> [WORK TO BE COMPLETED]
Transcribe exactly the lines that fall between the one holding "-43,7 +43,8 @@" and the one holding "that is gcc-6.2.0", inclusive, from the entries below.

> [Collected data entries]
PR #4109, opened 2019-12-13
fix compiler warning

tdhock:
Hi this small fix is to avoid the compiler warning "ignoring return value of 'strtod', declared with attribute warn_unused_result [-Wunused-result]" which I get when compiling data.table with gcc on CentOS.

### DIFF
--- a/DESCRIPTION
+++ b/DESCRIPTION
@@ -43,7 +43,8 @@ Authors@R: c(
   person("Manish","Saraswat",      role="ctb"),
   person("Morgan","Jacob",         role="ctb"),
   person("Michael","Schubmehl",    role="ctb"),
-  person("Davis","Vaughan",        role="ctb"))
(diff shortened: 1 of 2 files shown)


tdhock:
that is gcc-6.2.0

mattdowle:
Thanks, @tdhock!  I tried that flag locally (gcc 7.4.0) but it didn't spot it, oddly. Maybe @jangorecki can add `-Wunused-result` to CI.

> [ANSWER TO THE PROBLEM]
@@ -43,7 +43,8 @@ Authors@R: c(
   person("Manish","Saraswat",      role="ctb"),
   person("Morgan","Jacob",         role="ctb"),
   person("Michael","Schubmehl",    role="ctb"),
-  person("Davis","Vaughan",        role="ctb"))
(diff shortened: 1 of 2 files shown)


tdhock:
that is gcc-6.2.0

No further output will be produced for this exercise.